Storage & Serving Suggestions
- Storing: Store any leftover pasta bake in an airtight container in the refrigerator for up to 4 days.
- Reheating: Reheat individual portions in the microwave for 1.5–2 minutes, or place the baking dish back in the oven at 350°F (175°C) for 10 minutes to restore the perfect cheese texture.
- Freezing: This recipe freezes beautifully. Cover the unbaked casserole tightly with plastic wrap and aluminum foil, and freeze for up to 3 months. Thaw completely in the refrigerator overnight before baking as directed.
- Serving pairings: Pair a warm scoop of this bake with a crisp Mediterranean side salad or a portion of roasted zucchini. It functions perfectly as a standalone dinner or a hearty centerpiece for your weekly meal prep containers.
Tips & FAQs
Can I make this dish lower in carbohydrates?

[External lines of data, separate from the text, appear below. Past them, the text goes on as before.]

PR #12905, opened 2021-11-30
"eth_signTypedData" presents fields that do not appear in 'types' filed

### LINKED ISSUE #11457: "eth_signTypedData" presents fields that do not appear in 'types' filed
**Describe the bug**
When executing a call to 'eth_signTypedData', the expectation is that the message that is presented to the user and the data that will be signed must match exactly. In fact, what seems to happen is that MetaMask presents the entire 'message' field, including fields that do not appear in the 'types' field. If that is in fact what is happening, it seems to present some security risk as clients can be expecting to sign on some fields, such as "expirationBlock" and such, but in fact these fields are not part of EIP-712 signature created.

Note that the pseudocode is a simplified version of affected production code:

1. Define an EIP-712 type structure:
```
dataToSign.type = [
  { name: 'operationA', type: 'uint256' },
  { name: 'operationB', type: 'uint256' }
]
``` 

2. Create an object:
```
dataToSign.message = {
  operationA: 123,
  operationA: 456,
  expirationBlock: 12777777
}
```
3. Execute

```
web3.currentProvider.send({
  method: 'eth_signTypedData_v4',
  params: [senderAddress, dataToSign],
  from: senderAddress
})
```

**Expected behavior**
Expectation: `expirationBlock` field does not appear in a signature popup. UPD: preferably, exception is raised indicating that structure does not match the supposed data type.
Actual: `expirationBlock` field appears as usual, but is not part of a signed data.

segun:
Fixes: #11457 

Explanation:  
When executing a call to 'eth_signTypedData', the expectation is that the message that is presented to the user and the data that will be signed must match exactly. In fact, what seems to happen is that MetaMask presents the entire 'message' field, including fields that do not appear in the 'types' field. If that is in fact what is happening, it seems to present some security risk as clients can be expecting to sign on some fields, such as "expirationBlock" and such, but in fact these fields are not part of EIP-712 signature created.

Manual testing steps:  
see #11457 
  - 
  - 
  -

### DIFF
--- a/ui/components/app/signature-request/signature-request.component.js
+++ b/ui/components/app/signature-request/signature-request.component.js
@@ -5,8 +5,6 @@ import LedgerInstructionField from '../ledger-instruction-field';
 import Header from './signature-request-header';
 import Footer from './signature-request-footer';
 import Message from './signature-request-message';
-import { TypedDataUtils } from 'eth-sig-util';
-import { MESSAGE_TYPE } from '../../../../shared/constants/app';
 
 export default class SignatureRequest extends PureComponent {
   static propTypes = {
@@ -53,39 +51,48 @@ export default class SignatureRequest extends PureComponent {
     const mapType = (msgType, definedType) => {
       // try and map it to a solidity type
       if (
-        (
-          definedType.type.indexOf("int") >= 0 ||
-          definedType.type.indexOf("fixed") >= 0
-        ) && msgType === "number") {
+        (definedType.type.indexOf('int') >= 0 ||
+          definedType.type.indexOf('fixed') >= 0) &&
+        msgType === 'number'
+      ) {
         return true;
       } else if (
-        (
-          definedType.type.indexOf("bytes") >= 0 ||
-          definedType.type === "address"
-        ) && msgType === "string") {
+        (definedType.type.indexOf('bytes') >= 0 ||
+          definedType.type === 'address') &&
+        msgType === 'string'
+      ) {
         return true;
       }
 
       return false;
-    }
+    };
 
     const sanitizeMessage = (msg, baseType) => {
-      let sanitizedMessage = {};
+      const sanitizedMessage = {};
       const msgKeys = Object.keys(msg);
-      const msgTypes = Object.values(msg).map(value => typeof (value));
+      const msgTypes = Object.values(msg).map((value) => typeof value);
       const baseTypeType = types[baseType];
       msgKeys.forEach((msgKey, index) => {
         const valueType = msgTypes[index];
         if (baseTypeType) {
-          const definedType = Object.values(baseTypeType).find(ptt => ptt.name === msgKey);          
+          const definedType = Object.values(baseTypeType).find(
+            (ptt) => ptt.name === msgKey,
+          );
 
           if (definedType) {
             if (definedType.type === valueType) {
               sanitizedMessage[msgKey] = msg[msgKey];
-            } else if (definedType.type.indexOf("[]") && valueType === "object" && Array.isArray(msg[msgKey])) {
+            } else if (
+              definedType.type.indexOf('[]') &&
+              valueType === 'object' &&
+              Array.isArray(msg[msgKey])
+            ) {
               sanitizedMessage[msgKey] = msg[msgKey];
-            } else if (valueType === "object") {
-              sanitizedMessage[msgKey] = sanitizeMessage(msg[msgKey], definedType.type);
+            } else if (valueType === 'object') {
+              sanitizedMessage[msgKey] = sanitizeMessage(
+                msg[msgKey],
+                definedType.type,
+              );
             } else if (mapType(valueType, definedType)) {
               sanitizedMessage[msgKey] = msg[msgKey];
             }
@@ -94,7 +101,7 @@ export default class SignatureRequest extends PureComponent {
       });
 
       return sanitizedMessage;
-    }
+    };
 
     const onSign = (event) => {
       sign(event);
@@ -127,7 +134,7 @@ export default class SignatureRequest extends PureComponent {
     };
 
     return (
-      <div className="signature-request page-container" >
+      <div className="signature-request page-container">
         <Header fromAccount={fromAccount} />
         <div className="signature-request-content">
           <div className="signature-request-content__title">
@@ -159,7 +166,7 @@ export default class SignatureRequest extends PureComponent {
           signAction={onSign}
           disabled={hardwareWalletRequiresConnection}
         />
-      </div >
+      </div>
     );
   }
 }
--- a/ui/components/app/signature-request/signature-request.component.js
+++ b/ui/components/app/signature-request/signature-request.component.js
@@ -68,39 +68,43 @@ export default class SignatureRequest extends PureComponent {
     };
 
     const sanitizeMessage = (msg, baseType) => {
-      const sanitizedMessage = {};
-      const msgKeys = Object.keys(msg);
-      const msgTypes = Object.values(msg).map((value) => typeof value);
-      const baseTypeType = types[baseType];
-      msgKeys.forEach((msgKey, index) => {
-        const valueType = msgTypes[index];
-        if (baseTypeType) {
-          const definedType = Object.values(baseTypeType).find(
-            (ptt) => ptt.name === msgKey,
-          );
+      if (version === 'V4') {
+        const sanitizedMessage = {};
+        console.log(version);
+        const msgKeys = Object.keys(msg);
+        const msgTypes = Object.values(msg).map((value) => typeof value);
+        const baseTypeType = types[baseType];
+        msgKeys.forEach((msgKey, index) => {
+          const valueType = msgTypes[index];
+          if (baseTypeType) {
+            const definedType = Object.values(baseTypeType).find(
+              (ptt) => ptt.name === msgKey,
+            );
 
-          if (definedType) {
-            if (definedType.type === valueType) {
-              sanitizedMessage[msgKey] = msg[msgKey];
-            } else if (
-              definedType.type.indexOf('[]') &&
-              valueType === 'object' &&
-              Array.isArray(msg[msgKey])
-            ) {
-              sanitizedMessage[msgKey] = msg[msgKey];
-            } else if (valueType === 'object') {
-              sanitizedMessage[msgKey] = sanitizeMessage(
-                msg[msgKey],
-                definedType.type,
-              );
-            } else if (mapType(valueType, definedType)) {
-              sanitizedMessage[msgKey] = msg[msgKey];
+            if (definedType) {
+              if (definedType.type === valueType) {
+                sanitizedMessage[msgKey] = msg[msgKey];
+              } else if (
+                definedType.type.indexOf('[]') &&
+                valueType === 'object' &&
+                Array.isArray(msg[msgKey])
+              ) {
+                sanitizedMessage[msgKey] = msg[msgKey];
+              } else if (valueType === 'object') {
+                sanitizedMessage[msgKey] = sanitizeMessage(
+                  msg[msgKey],
+                  definedType.type,
+                );
+              } else if (mapType(valueType, definedType)) {
+                sanitizedMessage[msgKey] = msg[msgKey];
+              }
             }
           }
-        }
-      });
+        });
 
-      return sanitizedMessage;
+        return sanitizedMessage;
+      }
+      return msg;
     };
 
     const onSign = (event) => {
--- a/ui/components/app/signature-request/signature-request.component.js
+++ b/ui/components/app/signature-request/signature-request.component.js
@@ -69,29 +69,28 @@ export default class SignatureRequest extends PureComponent {
       return false;
     }
 
-    const sanitizeMessage = () => {
-      let sanitizedMessage = TypedDataUtils.sanitizeData(JSON.parse(data));
-      const msgKeys = Object.keys(message);      
-      const msgTypes = Object.values(message).map(value => typeof (value));            
-      const primaryTypeType = types[primaryType];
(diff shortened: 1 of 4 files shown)


ui/components/app/signature-request/signature-request.component.js
```diff
@@ -45,9 +45,85 @@ export default class SignatureRequest extends PureComponent {
...
+    };
+
+    const sanitizeMessage = (msg, baseType) => {
+      if (version === 'V4') {
+        const sanitizedMessage = {};
+        const msgKeys = Object.keys(msg);
+        const msgTypes = Object.values(msg).map((value) => typeof value);
+        const baseTypeType = types[baseType];
+        msgKeys.forEach((msgKey, index) => {
+          const valueType = msgTypes[index];
```
Gudahtt, line 77: Please use `Object.entries` to iterate over the keys and values of an object, rather than using `Object.keys` and `Object.values` and tying them together with the index. It's much easier to read that way, and it avoids concerns of iteration order not being standardized for objects.

Gudahtt: Also, what is the purpose of looking at the `typeof` of the value? The type of the value is not useful, and is entirely distinct from the type defined in the message.

ui/components/app/signature-request/signature-request.component.js
```diff
@@ -45,9 +45,85 @@ export default class SignatureRequest extends PureComponent {
...
+          if (baseTypeType) {
```
Gudahtt, line 78: This doesn't need to be in the loop. I'd suggest checking this before the loop, and negating this condition and exiting early rather than indenting everything.

ui/components/app/signature-request/signature-request.component.js
```diff
@@ -45,9 +45,85 @@ export default class SignatureRequest extends PureComponent {
...
+        msgType === 'string'
+      ) {
+        return true;
+      }
+
+      return false;
+    };
+
+    const sanitizeMessage = (msg, baseType) => {
+      if (version === 'V4') {
```
Gudahtt, line 71: Why only V4?

segun: I thought only V4 has types...just checked test-app and saw it not.

ui/components/app/signature-request/signature-request.component.js
```diff
@@ -45,9 +45,72 @@ export default class SignatureRequest extends PureComponent {
...
+    const solidityTypes = [
+      'bool',
+      'int',
+      'fixed',
+      'address',
+      'bytes',
+      'string',
+    ];
+    const sanitizeMessage = (msg, baseType) => {
+      let baseTypeType;
```
jpuri, line 60: better name for this `baseTypeType` ?

ui/components/app/signature-request/signature-request.component.js
```diff
@@ -45,9 +45,72 @@ export default class SignatureRequest extends PureComponent {
       hardwareWalletRequiresConnection,
     } = this.props;
     const { address: fromAddress } = fromAccount;
-    const { message, domain = {} } = JSON.parse(data);
+    const { message, domain = {}, types, primaryType } = JSON.parse(data);
     const { metricsEvent } = this.context;
```
jpuri, line 50: It will be easy to understand `sanitizeMessage` if it can be extracted into a util function and test covered.

ui/components/app/signature-request/signature-request.component.js
Gudahtt: Maybe `baseTypeDefinition`?

ui/components/app/signature-request/signature-request.component.js
```diff
@@ -45,9 +45,72 @@ export default class SignatureRequest extends PureComponent {
...
+        }
+      } else {
+        return msg;
+      }
+
+      const sanitizedMessage = {};
+      const msgKeys = Object.keys(msg);
+      msgKeys.forEach((msgKey) => {
+        const definedType = Object.values(baseTypeType).find(
+          (ptt) => ptt.name === msgKey,
```
Gudahtt, line 74: What does `ptt` mean? We should replace this with a better variable name. e.g. `property`

ui/components/app/signature-request/signature-request.component.js
Gudahtt: Note that this has not yet been addressed. You're still using `Object.keys` and `Object.values` instead of `Object.entries`.

ui/components/app/signature-request/signature-request.component.js
```diff
@@ -45,9 +45,72 @@ export default class SignatureRequest extends PureComponent {
...
+              // nested object
+              sanitizedMessage[msgKey] = sanitizeMessage(
+                msg[msgKey],
+                definedType.type,
+              );
+            }
+          } else {
+            // check if it's a valid solidity type
+            const isSolidityType = solidityTypes.some(
+              (solidityType) => definedType.type.indexOf(solidityType) >= 0,
```
Gudahtt, line 103: This would allow invalid types that started with a solidity type. For example `stringfoo` would be recognized as a Solidity type here, despite not being a real type.

ui/components/app/signature-request/signature-request.component.js
Gudahtt: And also the below variable `nestedTypeType` could be `nestedTypeDefinition`

ui/components/app/signature-request/signature-request.component.js
```diff
@@ -45,9 +45,72 @@ export default class SignatureRequest extends PureComponent {
...
+              const sanitizedArrayMessage = {};
+              const definedArrayType = definedType.type.replace('[]', '');
+              const arrayMsg = msg[msgKey];
+              arrayMsg.forEach((msgArray, arrIndex) => {
+                sanitizedArrayMessage[arrIndex] = sanitizeMessage(
+                  msgArray,
+                  definedArrayType,
+                );
+              });
+              sanitizedMessage[msgKey] = sanitizedArrayMessage;
```
Gudahtt, line 92: This seems overly complex. This can be done more simply with `.map`.

e.g.

```suggestion
              sanitizedMessage[msgKey] = msg[msgKey].map((value) => sanitizeMessage(value, definedArrayType));
```

ui/components/app/signature-request/signature-request.component.js
Gudahtt: I must have misunderstood; there is no longer a secondary call to `Object.values` on the same object. I was mistaking the type definition object for the message I think.

You still could use `Object.entries` here but it would be a minimal improvement to readability at best.

ui/helpers/utils/util.js
```diff
@@ -443,3 +443,77 @@ export const toHumanReadableTime = (t, milliseconds) => {
...
+const solidityTypes = () => {
+  const types = [
+    'bool',
+    'address',
+    'string',
+    'bytes',
+    'int',
+    'uint',
+    'fixed',
+    'ufixed',
```
Gudahtt, line 456: We should also include the explicitly sized versions of `fixed` and `ufixed`, i.e. `ufixedMxN` where M is divisible by 8 and between 8 and 256 (inclusive), and N is an integer between 0 and 80.

Details: https://docs.soliditylang.org/en/latest/types.html#fixed-point-numbers

ui/components/app/signature-request/signature-request.component.js
```diff
@@ -105,7 +106,7 @@ export default class SignatureRequest extends PureComponent {
             <LedgerInstructionField showDataInstruction />
           </div>
         ) : null}
-        <Message data={message} />
+        <Message data={sanitizeMessage(message, primaryType)} />
```
Gudahtt, line 109: It looks like the third parameter, `types`, is supposed to be passed in here

ui/helpers/utils/util.js
```diff
@@ -443,3 +443,77 @@ export const toHumanReadableTime = (t, milliseconds) => {
...
+      } else {
+        // check if it's a valid solidity type
+        const isSolidityType = solidityTypes().includes(
+          definedType.type.replace('[]', ''),
+        );
+        if (isSolidityType) {
+          sanitizedMessage[msgKey] = msg[msgKey];
+        }
+      } // endif (nestedType)
+    } // endif (definedType)
```
Gudahtt, line 516: Nit: To avoid lots of indentation, and the need for comments like this, you could invert the condition.

Rather than:

```
if (definedType) {
  ...
}
```
Do something like this:

```
if (!definedType) {
  return;
}
...
```

ui/helpers/utils/util.js
```diff
@@ -443,3 +443,77 @@ export const toHumanReadableTime = (t, milliseconds) => {
...
+          sanitizedMessage[msgKey] = sanitizeMessage(
+            msg[msgKey],
+            definedType.type,
+            types,
+          );
+        }
+      } else {
+        // check if it's a valid solidity type
+        const isSolidityType = solidityTypes().includes(
+          definedType.type.replace('[]', ''),
```
Gudahtt, line 510: We should exclude types with `[]` at the beginning or middle as well:
```suggestion
          definedType.type.replace(\[\]$/, ''),
```

ui/helpers/utils/util.test.js
```diff
@@ -340,4 +340,101 @@ describe('util', () => {
       expect(util.toHumanReadableTime(t, 7200000)).toStrictEqual('2 hrs');
     });
   });
+  describe('sanitizeMessage', () => {
+    const message = {
```
Gudahtt, line 344: Nit: Better to move these fixtures to a function, and call this function in each test to get a fresh copy, just in case one of the tests mutates the object.

If these get mutated by one of the tests, it could invalidate the test result, and it might also be very difficult to track down the issue. It could also lead to dependencies between tests.

ui/helpers/utils/util.test.js
```diff
@@ -340,4 +340,101 @@ describe('util', () => {
...
+      EIP712Domain: [
+        { name: 'name', type: 'string' },
+        { name: 'version', type: 'string' },
+        { name: 'chainId', type: 'uint256' },
+        { name: 'verifyingContract', type: 'address' },
+      ],
+      Group: [
+        { name: 'name', type: 'string' },
+        { name: 'members', type: 'Person[]' },
+      ],
```
Gudahtt, line 375: This type appears to be unused :thinking: 

```suggestion
```

ui/helpers/utils/util.js
```diff
@@ -443,3 +443,77 @@ export const toHumanReadableTime = (t, milliseconds) => {
...
+  );
+  return [...types, ...ints, ...uints, ...bytes];
+};
+
+export const sanitizeMessage = (msg, baseType, types) => {
+  let baseTypeDefinitions;
+  if (types) {
+    baseTypeDefinitions = types[baseType];
+    if (!baseTypeDefinitions) {
+      return msg;
```
Gudahtt, line 476: Is it possible for a signature request to get this far without any types, or with no primary type? I would hope this would be caught by our validation, but maybe not.

If this is possible, showing the user a message preview that could be totally wrong sounds dangerous :thinking:

segun: I agree, but not sure what to do in these instance.

ui/helpers/utils/util.js
```diff
@@ -443,3 +443,109 @@ export const toHumanReadableTime = (t, milliseconds) => {
...
+    // key has a type. check if the definedType is also a type
+    const nestedTypeDefinition = types[definedType.type.replace('[]', '')];
+
+    if (nestedTypeDefinition) {
+      if (definedType.type.indexOf('[]') > 0) {
+        // nested array
+        const definedArrayType = definedType.type.replace('[]', '');
+        sanitizedMessage[msgKey] = msg[msgKey].map((value) =>
+          sanitizeMessage(value, definedArrayType, types),
+        );
```
Gudahtt, line 531: Same thing here re: ensuring the type ends in `[]`
```suggestion
    const nestedTypeDefinition = types[definedType.type.replace(/\[\]$/, '')];

    if (nestedTypeDefinition) {
      if (definedType.type.endsWith('[]')) {
        // nested array
        const definedArrayType = definedType.type.replace(/\[\]$/, '')];
        sanitizedMessage[msgKey] = msg[msgKey].map((value) =>
          sanitizeMessage(value, definedArrayType, types),
        );
```

Or, to cache the nested type name:

```suggestion
    const nestedType = definedType.type.replace(/\[\]$/, '');
    const nestedTypeDefinition = types[nestedType];

    if (nestedTypeDefinition) {
      if (definedType.type.endsWith('[]')) {
        // nested array
        sanitizedMessage[msgKey] = msg[msgKey].map((value) =>
          sanitizeMessage(value, nestedType, types),
        );
```

ui/helpers/utils/util.js
Gudahtt: I have just confirmed that it is safe to assume here that `types` is defined, and that `primaryType` is included in `types`. So we should throw an error here for those cases.

This is guaranteed by the validation performed here: https://github.com/MetaMask/metamask-extension/blob/5e9ea9d8fad692d6b8346ccd72fc65a78e29164c/app/scripts/lib/typed-message-manager.js#L192

This is done before the message gets added to our state as an unapproved message. Validation is done [here](https://github.com/MetaMask/metamask-extension/blob/5e9ea9d8fad692d6b8346ccd72fc65a78e29164c/app/scripts/lib/typed-message-manager.js#L127), whereas the message isn't added until later ([here](https://github.com/MetaMask/metamask-extension/blob/5e9ea9d8fad692d6b8346ccd72fc65a78e29164c/app/scripts/lib/typed-message-manager.js#L143)).

Gudahtt (approved):
LGTM!

jpuri (approved):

Absolutely. If you want a lower-carb variation, you can replace the pasta shells entirely with riced cauliflower, steamed broccoli florets, or a low-carb fiber pasta alternative. The rich meat sauce and melted cheese coating make it taste fantastic regardless of the base you choose.
What type of cheese melts best for that perfect visual look?
Low-moisture, part-skim shredded mozzarella is the absolute best choice for achieving the gorgeous, dramatic cheese pull seen on the wooden spoon in image_70a4db.jpg. If you want a sharper flavor profile, you can mix in a tablespoon of grated parmesan cheese before baking.
Can I use a different protein source?
Yes, this recipe is highly versatile. Extra-lean ground turkey, ground chicken, or even a plant-based meat alternative work beautifully with this seasoning blend while keeping your fat macros perfectly in check.